Obviously, not all villains need to have rich, complex backstories -- the head-squishing shenanigans of Gregor Clegane don't require flashbacks to hit home. But GoT's best villains, like Tywin Lannister, are never just psychopaths. As the show's characters continue to spread across the map and the good guys slowly amass more cause for hope, it's become increasingly clear that Game of Thrones has a villain problem. The unfortunate death of Joffrey left a void that the show has struggled to fill, and Ramsay and the High Sparrow's sadistic violence and religious fundamentalism just haven't been compelling-enough substitutes.
What's wrong with Ramsay?
On a narrative level, it's possible to see Ramsay as the perfect villain to face off against the freshly revitalized Jon Snow: both are (purportedly) bastards raised by troubled father figures, both spent time in exile, and both lost the women they loved. You should be eagerly anticipating a showdown on the level of "Battle of the Blackwater" or "The Watchers on the Wall" between their two armies that will likely occur later this season. The conflict has so much poetic and dramatic potential. On paper, it's the perfect action-movie finale.
But in execution, the Ramsay character is a cartoon. He has more in common with Wile E. Coyote or Boris Badenov than Hannibal Lecter. That's not to discredit actor Iwan Rheon, who has done an admirable job of bringing mischievous humor and hints of compassion to a completely despicable human being on the page. If there's a way for the Ramsay storyline to recover as the season continues, the answer likely lies in Rheon's expressive eyes.
How can Ramsay be redeemed?
If you have the stomach, take a closer look at the dog sequence from Sunday's episode. It's a familiar type of GoT scene, where an innocent character walks into a dangerous, clichéd situation that on any other fantasy show would end with the arrival of a brave knight coming to the rescue. But by now, viewers know that the cynical worldview of the show demands that the conventional story beat be upended: the innocent is murdered, evil wins, and the bad guys get the last word.
"I prefer being an only child," says Ramsay, perpetuating a hilarious only-child stereotype that has to sting for anyone without siblings. It's a silly quip that undersells the gravity of the moment. It probably would've been less over the top if he had turned to the camera and said, "Can you believe I went there? Look at me. I'm a naughty boy!"
But rewatch the scene, and maybe you'll notice a funny look on Ramsay's face. Was that, for the first time, the slightest glimmer of regret? Is this latest atrocity the tipping point that will lead to a friendlier, more human Ramsay? I don't think I'm misreading the moment, either. "It's not calculated, it's reactionary," said Iwan Rheon about the killing of Roose Bolton in an interview with Entertainment Weekly. "And it has an effect on him, which he didn't expect."
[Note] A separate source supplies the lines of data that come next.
PR #78, opened 2023-11-14
feat: enhance cleanup of temporary files [POSFP-73]

abdullah-cognite:
This PR now creates a separate directory for each `model`, so if you're going to generate VLP or GAPRS files for a model in GAP or PROSPER, they will be stored under that folder. Later on, if the model is deleted or updated from the UI, the entire folder will be deleted, so each Connector wont have to take care of deletion of these files. Previously, we were not tracking these files anywhere, so they were just lying around even after the model was deleted or updated.

Jira : https://cognitedata.atlassian.net/browse/POFSP-73


Cognite.Simulator.Utils/FileLibrary.cs
```diff
@@ -215,6 +215,14 @@ public IEnumerable<Task> GetRunTasks(CancellationToken token)
             return new List<Task> { SaveStates(token), SearchAndDownloadFiles(token) };
         }
 
+        public void CreateDirectoryIfNotExists(string directoryPath)
```
lprovensi, line 218: Consider making it private, if only using internal. Else add XML documentation

Cognite.Simulator.Utils/FileLibrary.cs
```diff
@@ -257,7 +265,9 @@ await FindFiles(true, token)
                         if (response.Any() && response.First().DownloadUrl != null)
                         {
                             var uri = response.First().DownloadUrl;
-                            var filename = Path.Combine(_modelFolder, $"{file.CdfId}.{file.GetExtension()}");
+                            var storageFolder = Path.Combine(_modelFolder, $"{file.CdfId}");
```
lprovensi, line 268: I'm worried about backwards compatibility with previous connector versions. For instance, when updating the connector, it will not be able to delete the files saved by the previous version.

lprovensi (commented):
Logic looks solid. But have you tested backward compatibility and what happens when you upgrade a connector to use this solution given that it has already files stored in the old way?

Cognite.Simulator.Utils/FileLibrary.cs
abdullah-cognite: So, in my local testing, if you just delete the `state.db` and `files` folder when you install this update, everything remains fine. If you dont delete the `files` folder but do delete `state.db`, all the previously saved files still remain in the folder, but they wont be used anymore. I have not tested without deletion of `state.db`, but this will be the worst case scenario.

Cognite.Simulator.Utils/FileLibrary.cs
abdullah-cognite: Done

Cognite.Simulator.Utils/FileLibrary.cs
lprovensi: I suggest testing upgrading the connector as the user would. We cannot guarantee that they will delete the state and the files. Typical case is just installing a new version while the previous one is already installed, with files downloaded and state already there.

Cognite.Simulator.Utils/StateUtils.cs
```diff
@@ -47,7 +48,10 @@ await store.DeleteExtractionState(states, tableName, token)
                 .ConfigureAwait(false);
             foreach (var state in states)
             {
-                DeleteLocalFile(state.FilePath);
+                // get directory path from file path 
+                // (file path is the directory path + file name)
+                var dirPath = Path.GetDirectoryName(state.FilePath);
```
lprovensi, line 53: And this is the risky part. If you try to delete a FilePath that is using the previous format, you would actually ask it to delete the whole `files` folder.

abdullah-cognite: Yes, exactly what i meant as the worst case scenario in my previous comment 😅 . However im not sure of what approach to take, should we delete the state.db when we install a new version? or should we handle backward compatibility directly in the code?

lprovensi: What comes to mind is (considering that GAP is not production yet, and you can manually clean up current GAP installations):
- Deal with compatibility in code, with seamless transition.
- Add a new state property, like `state.Directory`. Assign it just for new models that are downloaded to directories.
- Delete the directory only for models that have assigned `state.Directory`, else keep the previous delete logic.
IMO, this keeps the intention of deleting a folder explicit. Not sure if this holds in practice, would need to be tested 😅

abdullah-cognite: This new logic, is now committed, we now maintain a `IsInDirectory` flag in our state db, this flag is only set for files which are saved in directories, its false for everything that was previously stored :)

Cognite.Simulator.Utils/FileLibrary.cs
```diff
@@ -267,7 +287,7 @@ await FindFiles(true, token)
                                 continue;
                             }
                             file.FilePath = filename;
-
+
```
polomani, line 290:
```suggestion
```

Cognite.Simulator.Utils/FileState.cs
```diff
@@ -49,7 +49,22 @@ public string ModelName
         }
 
         private string _source;
-        
+
+        private bool _isInDirectory = false;
+
```
polomani, line 54: > Member '_isInDirectory' is explicitly initialized to its default value (
false is the default anyway

polomani (approved):
LGTM

PR #1839, opened 2026-06-03
fix: update lfdt-lineth-org runners for lint and test workflows

eloi010:
Updates GitHub Actions workflows to run CI jobs on the `gha-lfdt-lineth-ss-ubuntu-24-amd64-large` runner label, aligning test and lint execution with the intended LFDT Lineth runner scale set.


waskow-consensys (approved):
🚀

PR #1840, opened 2026-06-03
perf: replace slice bits by low bits

gbotrel:
On the hot path of `zkc exec` , micro bench on this specific function x5 - x10, on some specific `zkc exec` runs, x2.

### DIFF
--- a/pkg/zkc/vm/internal/word/uint.go
+++ b/pkg/zkc/vm/internal/word/uint.go
@@ -17,6 +17,7 @@ import (
 	"fmt"
 	"math"
 	"math/big"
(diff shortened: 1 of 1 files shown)


DavePearce (approved):
Overall, LGTM --- it is definitely an improvement.  However, I have to note that on two somewhat realistic benchmarks I am not observing much performance benefit.  I guess its not hot.  The benchmarks are: 50K block keccak (ZkC) which takes around `58s` vs `56s`; a run of blake on the RISC-V interpreter (not sure how many rounds, but takes around `4s` for both versions).

PR #1842, opened 2026-06-07
[RV] `#[cost:<identifier>]` annotation proposal

### LINKED ISSUE #1841: feat: cost annotation proposal
Add an optional annotation on top of lines of a zkc program, so as to count the number of zkc internal representation instructions that are generated. This is specifically useful to estimate the cost of decoding. Here is an example:

```
#[cost:i_type_decoding]
  imm12::rs1::funct3::rd = instruction_parameters
```

lorenzogentile404:


DavePearce (changes requested):
This PR doesn't make sense in allowing annotations on statements.  Doing this adds significant complexity for very limited benefit.  The key benefit would come from reporting instruction counts on a per-function basis.  Specifically, we do not actually need an annotation even for this.  Rather, we want some kind of `--profiling` option on the `debug` command than then reports the dynamic costs on a function-by-function basis.

My suggestion is to start over with this new objective: report the number of instructions executed by each function when `zkc debug --profiling` is given.  Initially, it is fine to report just the cumulative cost for each function (i.e. it includes that of the functions it calls).  Eventually, we might want to separate this out --- but its a separate PR.

PR #1846, opened 2026-06-09
feat: adds support for more opcodes in the bytecode interpreter 

gbotrel:
Adds support for more opcodes in the bytecode interpreter, and more test coverage in the zkc basic unit tests.


pkg/zkc/vm/internal/bytecode/arith.go
```diff
@@ -69,10 +69,28 @@ func (p *Arith[W]) Codes(_ uint32) []uint32 {
...
 	case n == 1 && m == 1 && cz:
 		return encodeMove_1s1(p.Source[0], p.Target[0])
-	case n == 2 && m == 1 && cz:
-		return encodeArith_2n1(p.Op, p.Source[0], p.Source[1], p.Target[0])
+	case n == 1 && m == 1:
+		return encodeArith_1n1c(p.Op, p.Source[0], p.Target[0], p.Constant)
+	case n == 2 && m == 1:
+		// x*y*0 is always 0: fold to a constant load so the intermediate
+		// product x*y cannot raise a spurious overflow error.
+		if p.Op == arithop_MUL && p.Constant.Cmp64(0) == 0 {
```
DavePearce, line 77: This is a compiler optimisation.  I don't think we should get into this, as it opens a whole can of worms.  We can just assume that this kind of optimisation is applied before we get here.

pkg/zkc/vm/internal/bytecode/arith.go
```diff
@@ -69,10 +69,28 @@ func (p *Arith[W]) Codes(_ uint32) []uint32 {
...
+			return encodeLdc_1(p.Constant, p.Target[0])
+		}
+		// There is no 2-source-plus-constant instruction form, so compute
+		// "x op y" first, then fold in the constant (when used) with a second
+		// one-source instruction operating in place on the target.
+		codes := encodeArith_2n1(p.Op, p.Source[0], p.Source[1], p.Target[0])
```
DavePearce, line 83: Ok, maybe put this into its own function `encodeArith_2n1c`.  This kind of transformation is fine for now, but it does introduce problems.  Specifically, we cannot reverse the compiled bytecode and get back the original bytecode.

pkg/zkc/vm/internal/bytecode/arith.go
```diff
@@ -99,6 +117,13 @@ func decodeArith[W word.Word[W]](pc uint32, codes []uint32) (Bytecode[W], uint32
 		targets = []Reg{rd}
 		constant = word.Const64[W](1)
 		op = opcodeToArithOp(opcode)
+	case ADDC, SUBC, MULC:
```
DavePearce, line 120: Maybe set the constant names accordingly to e.g. `ADDC_1n1` or perhaps `ADD_1n1c`.

pkg/zkc/vm/internal/bytecode/bytecode.go
```diff
@@ -103,6 +103,8 @@ const (
 	SUBC
 	// MULC (multiply with constant) instruction
 	MULC
+	// ARITHV (arithmetic with vector target) instruction
+	ARITHV
```
DavePearce, line 107: This does not make sense to me.  I need to have a look at what's going on.  But, I guess it means it will do a "double" decoding during execution, which is the intended approach.

pkg/zkc/vm/internal/bytecode/call.go
```diff
@@ -0,0 +1,114 @@
...
+	return &Call{id, args, returns}, n
+}
+
+// ============================================================================
+// CALL instruction. Format of this instruction is:
+//
+//	31                                0
+//
+// +--------+--------+--------+--------+
+// | nrets  | nargs  |   id   | opcode |
```
DavePearce, line 71: Yeah, this is not the design I intended.  We don't want if.  We want a physical address.

pkg/zkc/vm/internal/bytecode/cat.go
```diff
@@ -0,0 +1,99 @@
...
+// +--------+--------+--------+--------+
+// | tgt3   | tgt2   | tgt1   | tgt0   |
+// +--------+--------+--------+--------+
+// | ... packed source registers ...    |
+// +------------------------------------+
+//
+// The first source and target are the least-significant limbs.
+// ============================================================================
+
+func encodeCat(targets []Reg, sources []Reg) []uint32 {
```
DavePearce, line 70: eventually we will want some specialisations here.

pkg/zkc/vm/internal/bytecode/interpreter.go
```diff
@@ -60,8 +68,8 @@ type Interpreter[W word.Word[W]] struct {
 	// Data stack holding the activation records (registers) of active function
 	// calls.  The current frame begins at fp.
 	dataStack heap.Heap[W]
-	// Call stack holding return addresses (bytecode offsets) for nested calls.
-	callStack heap.Heap[uint32]
+	// Call stack holding caller state for nested calls.
+	callStack []callFrame
```
DavePearce, line 72: I think this is a mistake.  Most likely, I will undo some of this if we merge the PR, and continue along the original design.

DavePearce: The call frame should be just the `fp` and the return address.

DavePearce (dismissed):

lorenzogentile404 (approved):

PR #1851, opened 2026-06-11
feat: refactor bipartite => paged memory

### LINKED ISSUE #1850: feat: refactor bipartite RAM to paged RAM
## Summary

Under the current model, the `#[bipartite]` annotation is used to indicate a "bipartite" memory.  However, this is no longer required.  Instead, we want an annotation [and implementation] of _paged_ memory.  That is, where memory is divided into chunks of `n` words (e.g. `1M` pages, etc).

The reason for supporting a paged format is to twofold: firstly, we might expect such memory is not used entirely and, hence, paging reduces overall memory footprint; secondly, it enables the computation of "memory delta's" (see below)

## Notes

A key requirement of the system is the ability to generate "memory checkpoints" efficiently.  For example, we might want to generate a memory checkpoint every 1000 times a given function is executed.  One obvious option here is to clone the entire memory at each point, but this could be prohibitively expensive.  Instead, we can optimise this cloning process through paging with e.g. a "dirty" bit (i.e. which indicates the given page was assigned in the previous segment).  This is essentially a copy-on-write scheme, where by the first write to a page where `!dirty` causes a clone and sets `dirty`.  Thus, subsequent writes do not cause a clone.  This imposes an additional overhead on every write to a paged memory, but should reduce cloning cost provided that most writes are not dirty (i.e. occur across a small set of pages).

Finally, it is worth noting that cloning of standard (i.e. non-paged) memory is always done in its entirety.  The assumption here is that such memory is relatively small, and hence cloning is efficient and compact.

DavePearce:
This refactors the existing notion of a "bipartite memory" into a new concept called "paged memory".  This has a different usage model which assumes high memory addresses are not accessed.  Instead, the intuition behind paged memory is that it supports efficient checkpointing for memories which are assumed to be (potentially) quite large.


pkg/zkc/vm/internal/memory/paged_ram.go
```diff
@@ -0,0 +1,246 @@
...
+
+	"github.com/LFDT-Lineth/zkc/pkg/schema/register"
+	"github.com/LFDT-Lineth/zkc/pkg/trace"
+	"github.com/LFDT-Lineth/zkc/pkg/util"
+)
+
+// PAGE_SIZE determines the number of words in a single page of a
+// PagedRandomAccess memory.  This is fixed at 1M words.
+const PAGE_SIZE uint64 = 1 << 20
+
```
lorenzogentile404, line 27: Should we make this configurable to make easier to test performances with different values_

lorenzogentile404 (dismissed):
LGTM. Left a comment.

lorenzogentile404 (approved):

Those comments, along with the emotions he displayed following the death of fellow sadist Myranda, suggest that Ramsay might have a hint of humanity that will be explored in the next few episodes. But it also feels like too little, too late. At this point, most viewers are just eagerly anticipating his death every time he pops up on screen.
The only way to make Ramsay a more compelling villain is to turn him into a tragic sweetheart. Imagine a character capable of feeding a baby to a dog and bringing you to tears -- now that would be horrifying.